Write out every record below exactly as it appears.

-- Provided information follows --

PR #485, opened 2025-08-11
Add scissor data stack to fix nested clip elements displaying incorrectly

### LINKED ISSUE #466: Nested clip elements behave incorrectly
When an element X has the `clip` property set and contains elements that also have the `clip` property, X fails to clip its contents properly. 

<details>
<summary>Minimal reproducible example and pictures:</summary>
<br>
With the Raylib renderer (modified from the `raylib-sidebar-scrolling-container` example):

```c
    Clay_BeginLayout();
    CLAY({
        .layout = {
            .sizing = {
                .width = CLAY_SIZING_GROW(0),
                .height = CLAY_SIZING_GROW(0),
            },
            .padding = { 16, 16, 16, 16 },
            .childGap = 16,
            .layoutDirection = CLAY_TOP_TO_BOTTOM,
            .childAlignment = {
                .y = CLAY_ALIGN_X_CENTER,
            },
        },
        .backgroundColor = { 0, 0, 0, 255 },
    }) {
        CLAY({
            .layout = {
                .sizing = {
                    .width = CLAY_SIZING_GROW(0),
                    .height = CLAY_SIZING_PERCENT(0.5),
                },
                .padding = { 16, 16, 16, 16 },
                .childGap = 16,
                .layoutDirection = CLAY_TOP_TO_BOTTOM,
            },
            .clip = {
                .vertical = true,
                .childOffset = Clay_GetScrollOffset(),
            },
            .backgroundColor = {50, 50, 50, 255}
        }) {
            for (size_t i = 0; i < 4; i++) {
                CLAY({
                    .clip = {
                        .horizontal = true,
                        .childOffset = Clay_GetScrollOffset(),
                    },
                    .layout = {
                        .sizing = {
                            .height = CLAY_SIZING_PERCENT(0.4),
                        },
                    },
                }) {
                    CLAY_TEXT(
                        CLAY_STRING("long text long text long text long text long text long text long text long text long text long text long text long text"),
                        CLAY_TEXT_CONFIG({
                            .fontId = 0,
                            .letterSpacing = 5,
                            .fontSize = 26,
                            .textColor = {255,255,255,255}
                        })
                    );
                }
            }
        }
    }
    return Clay_EndLayout();
```

Image

</details>

To the best of my knowledge, this behavior is a consequence of three issues:
1. When the Raylib renderer encounters two `SCISSOR_START` commands without a `SCISSOR_END` in between, it overwrites the clip bounding box from the first `SCISSOR_START` with the one from the second `SCISSOR_START`, and the `SCISSOR_END` corresponding to the second `SCISSOR_START` disables all clipping. This causes elements rendered after the first `SCISSOR_END` but before the second one to not be clipped. (I fixed this by maintaining a stack of bounding boxes inside the renderer; a `SCISSOR_START` causes the corresponding bounding box to be pushed onto the stack, and a `SCISSOR_END` pops an element off the stack and restores clipping corresponding to the bounding box that is now on the top of the stack.)
2. If a clip element A contains another clip element B, it is possible for the bounding box provided in the `SCISSOR_START` command for element B to not be contained within the bounding box provided in the `SCISSOR_START` for element A. (This caused problems for me because naively calling Raylib's `BeginScissorMode()` with the bounding box provided by the command fails to account for the encompassing clip elements. To fix this, the bounding box of a new `SCISSOR_START` command should itself be clipped according to the bounding box of the top element of the stack.)
3. When a `clip` element is off screen, neither the `SCISSOR_START` nor the `SCISSOR_END` for that element should be generated, but in reality the `SCISSOR_END` command alone is generated. This violates the invariant that a `SCISSOR_END` always has an accompanying `SCISSOR_START` (and puts the bounding box stack in an invalid state if it is implemented as described in (1)).

On a somewhat related note, the maximum number of scroll elements seems to be (somewhat arbitrarily) limited to 10.

I have my own fixes for all of these issues and I'm happy to make a PR, but I'd like to clarify some architectural questions first. Issue (3) is clearly a problem with the Clay layout algorithm itself, but I implemented fixes for (1) and (2) directly in the renderer. Is this the preferred separation of responsibilities? I can certainly see an argument for implementing the fixes directly in the layout algorithm, since the "correct" behavior seems pretty universally desirable.

ambareesh1510:
Fixes #466.

### DIFF
--- a/clay.h
+++ b/clay.h
@@ -1221,6 +1221,13 @@ typedef struct {
 
 CLAY__ARRAY_DEFINE(Clay__LayoutElementTreeRoot, Clay__LayoutElementTreeRootArray)
 
+typedef struct Clay__ScissorData {
+    Clay_BoundingBox boundingBox;
+    uint32_t id;
+} Clay__ScissorData;
+
+CLAY__ARRAY_DEFINE(Clay__ScissorData, Clay__ScissorDataArray)
+
 struct Clay_Context {
     int32_t maxElementCount;
     int32_t maxMeasureTextCacheWordCount;
@@ -1276,6 +1283,7 @@ struct Clay_Context {
     Clay__MeasuredWordArray measuredWords;
     Clay__int32_tArray measuredWordsFreeList;
     Clay__int32_tArray openClipElementStack;
+    Clay__ScissorDataArray scissorDataStack;
     Clay_ElementIdArray pointerOverIds;
     Clay__ScrollContainerDataInternalArray scrollContainerDatas;
     Clay__boolArray treeNodeVisited;
@@ -2201,6 +2209,7 @@ void Clay__InitializeEphemeralMemory(Clay_Context* context) {
     context->treeNodeVisited = Clay__boolArray_Allocate_Arena(maxElementCount, arena);
     context->treeNodeVisited.length = context->treeNodeVisited.capacity; // This array is accessed directly rather than behaving as a list
     context->openClipElementStack = Clay__int32_tArray_Allocate_Arena(maxElementCount, arena);
+    context->scissorDataStack = Clay__ScissorDataArray_Allocate_Arena(maxElementCount, arena);
     context->reusableElementIndexBuffer = Clay__int32_tArray_Allocate_Arena(maxElementCount, arena);
     context->layoutElementClipElementIds = Clay__int32_tArray_Allocate_Arena(maxElementCount, arena);
     context->dynamicStringData = Clay__charArray_Allocate_Arena(maxElementCount, arena);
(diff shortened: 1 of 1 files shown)


ambareesh1510:
Hi @nicbarker, sorry for the delay in getting to this! I've currently marked this PR as a draft because I noticed that some of the changes in #450 coincide with the changes in this PR (`closeClipElement` should be true only if the element is not offscreen -- in fact, I just copy-pasted those two lines from your PR into my code). This change is necessary for my fix to work; would you prefer that I remove it from my PR so that yours can be merged first?

nicbarker:
👋 Hello, thanks so much for the work here! I'll take a look and then let's get it merged. Totally fine to have those two lines from the other PR in here, we can close out that one 🙂

ambareesh1510:
Sounds good, I'll mark it as ready for review then.

nicbarker:
Just letting you know that I'm doing a bit of digging here, because there's a bit of trickyness around floating elements - it's possible to attach floating elements that include a clip rectangle later, and as a result we can't rely on visiting them as part of the DFS. I'm sure we can figure something out 🙂

filippocrocchini:
This PR doesn't compile in C++ here's what I changed to fix that: https://github.com/nicbarker/clay/pull/493/commits/d2f2344ffad2370ed7293a48745a01d643279f5f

-- Provided information concluded --

Your solution.
PR #485, opened 2025-08-11
Add scissor data stack to fix nested clip elements displaying incorrectly

### LINKED ISSUE #466: Nested clip elements behave incorrectly
When an element X has the `clip` property set and contains elements that also have the `clip` property, X fails to clip its contents properly. 

<details>
<summary>Minimal reproducible example and pictures:</summary>
<br>
With the Raylib renderer (modified from the `raylib-sidebar-scrolling-container` example):

```c
    Clay_BeginLayout();
    CLAY({
        .layout = {
            .sizing = {
                .width = CLAY_SIZING_GROW(0),
                .height = CLAY_SIZING_GROW(0),
            },
            .padding = { 16, 16, 16, 16 },
            .childGap = 16,
            .layoutDirection = CLAY_TOP_TO_BOTTOM,
            .childAlignment = {
                .y = CLAY_ALIGN_X_CENTER,
            },
        },
        .backgroundColor = { 0, 0, 0, 255 },
    }) {
        CLAY({
            .layout = {
                .sizing = {
                    .width = CLAY_SIZING_GROW(0),
                    .height = CLAY_SIZING_PERCENT(0.5),
                },
                .padding = { 16, 16, 16, 16 },
                .childGap = 16,
                .layoutDirection = CLAY_TOP_TO_BOTTOM,
            },
            .clip = {
                .vertical = true,
                .childOffset = Clay_GetScrollOffset(),
            },
            .backgroundColor = {50, 50, 50, 255}
        }) {
            for (size_t i = 0; i < 4; i++) {
                CLAY({
                    .clip = {
                        .horizontal = true,
                        .childOffset = Clay_GetScrollOffset(),
                    },
                    .layout = {
                        .sizing = {
                            .height = CLAY_SIZING_PERCENT(0.4),
                        },
                    },
                }) {
                    CLAY_TEXT(
                        CLAY_STRING("long text long text long text long text long text long text long text long text long text long text long text long text"),
                        CLAY_TEXT_CONFIG({
                            .fontId = 0,
                            .letterSpacing = 5,
                            .fontSize = 26,
                            .textColor = {255,255,255,255}
                        })
                    );
                }
            }
        }
    }
    return Clay_EndLayout();
```

Image

</details>

To the best of my knowledge, this behavior is a consequence of three issues:
1. When the Raylib renderer encounters two `SCISSOR_START` commands without a `SCISSOR_END` in between, it overwrites the clip bounding box from the first `SCISSOR_START` with the one from the second `SCISSOR_START`, and the `SCISSOR_END` corresponding to the second `SCISSOR_START` disables all clipping. This causes elements rendered after the first `SCISSOR_END` but before the second one to not be clipped. (I fixed this by maintaining a stack of bounding boxes inside the renderer; a `SCISSOR_START` causes the corresponding bounding box to be pushed onto the stack, and a `SCISSOR_END` pops an element off the stack and restores clipping corresponding to the bounding box that is now on the top of the stack.)
2. If a clip element A contains another clip element B, it is possible for the bounding box provided in the `SCISSOR_START` command for element B to not be contained within the bounding box provided in the `SCISSOR_START` for element A. (This caused problems for me because naively calling Raylib's `BeginScissorMode()` with the bounding box provided by the command fails to account for the encompassing clip elements. To fix this, the bounding box of a new `SCISSOR_START` command should itself be clipped according to the bounding box of the top element of the stack.)
3. When a `clip` element is off screen, neither the `SCISSOR_START` nor the `SCISSOR_END` for that element should be generated, but in reality the `SCISSOR_END` command alone is generated. This violates the invariant that a `SCISSOR_END` always has an accompanying `SCISSOR_START` (and puts the bounding box stack in an invalid state if it is implemented as described in (1)).

On a somewhat related note, the maximum number of scroll elements seems to be (somewhat arbitrarily) limited to 10.

I have my own fixes for all of these issues and I'm happy to make a PR, but I'd like to clarify some architectural questions first. Issue (3) is clearly a problem with the Clay layout algorithm itself, but I implemented fixes for (1) and (2) directly in the renderer. Is this the preferred separation of responsibilities? I can certainly see an argument for implementing the fixes directly in the layout algorithm, since the "correct" behavior seems pretty universally desirable.

ambareesh1510:
Fixes #466.

### DIFF
--- a/clay.h
+++ b/clay.h
@@ -1221,6 +1221,13 @@ typedef struct {
 
 CLAY__ARRAY_DEFINE(Clay__LayoutElementTreeRoot, Clay__LayoutElementTreeRootArray)
 
+typedef struct Clay__ScissorData {
+    Clay_BoundingBox boundingBox;
+    uint32_t id;
+} Clay__ScissorData;
+
+CLAY__ARRAY_DEFINE(Clay__ScissorData, Clay__ScissorDataArray)
+
 struct Clay_Context {
     int32_t maxElementCount;
     int32_t maxMeasureTextCacheWordCount;
@@ -1276,6 +1283,7 @@ struct Clay_Context {
     Clay__MeasuredWordArray measuredWords;
     Clay__int32_tArray measuredWordsFreeList;
     Clay__int32_tArray openClipElementStack;
+    Clay__ScissorDataArray scissorDataStack;
     Clay_ElementIdArray pointerOverIds;
     Clay__ScrollContainerDataInternalArray scrollContainerDatas;
     Clay__boolArray treeNodeVisited;
@@ -2201,6 +2209,7 @@ void Clay__InitializeEphemeralMemory(Clay_Context* context) {
     context->treeNodeVisited = Clay__boolArray_Allocate_Arena(maxElementCount, arena);
     context->treeNodeVisited.length = context->treeNodeVisited.capacity; // This array is accessed directly rather than behaving as a list
     context->openClipElementStack = Clay__int32_tArray_Allocate_Arena(maxElementCount, arena);
+    context->scissorDataStack = Clay__ScissorDataArray_Allocate_Arena(maxElementCount, arena);
     context->reusableElementIndexBuffer = Clay__int32_tArray_Allocate_Arena(maxElementCount, arena);
     context->layoutElementClipElementIds = Clay__int32_tArray_Allocate_Arena(maxElementCount, arena);
     context->dynamicStringData = Clay__charArray_Allocate_Arena(maxElementCount, arena);
(diff shortened: 1 of 1 files shown)


ambareesh1510:
Hi @nicbarker, sorry for the delay in getting to this! I've currently marked this PR as a draft because I noticed that some of the changes in #450 coincide with the changes in this PR (`closeClipElement` should be true only if the element is not offscreen -- in fact, I just copy-pasted those two lines from your PR into my code). This change is necessary for my fix to work; would you prefer that I remove it from my PR so that yours can be merged first?

nicbarker:
👋 Hello, thanks so much for the work here! I'll take a look and then let's get it merged. Totally fine to have those two lines from the other PR in here, we can close out that one 🙂

ambareesh1510:
Sounds good, I'll mark it as ready for review then.

nicbarker:
Just letting you know that I'm doing a bit of digging here, because there's a bit of trickyness around floating elements - it's possible to attach floating elements that include a clip rectangle later, and as a result we can't rely on visiting them as part of the DFS. I'm sure we can figure something out 🙂

filippocrocchini:
This PR doesn't compile in C++ here's what I changed to fix that: https://github.com/nicbarker/clay/pull/493/commits/d2f2344ffad2370ed7293a48745a01d643279f5f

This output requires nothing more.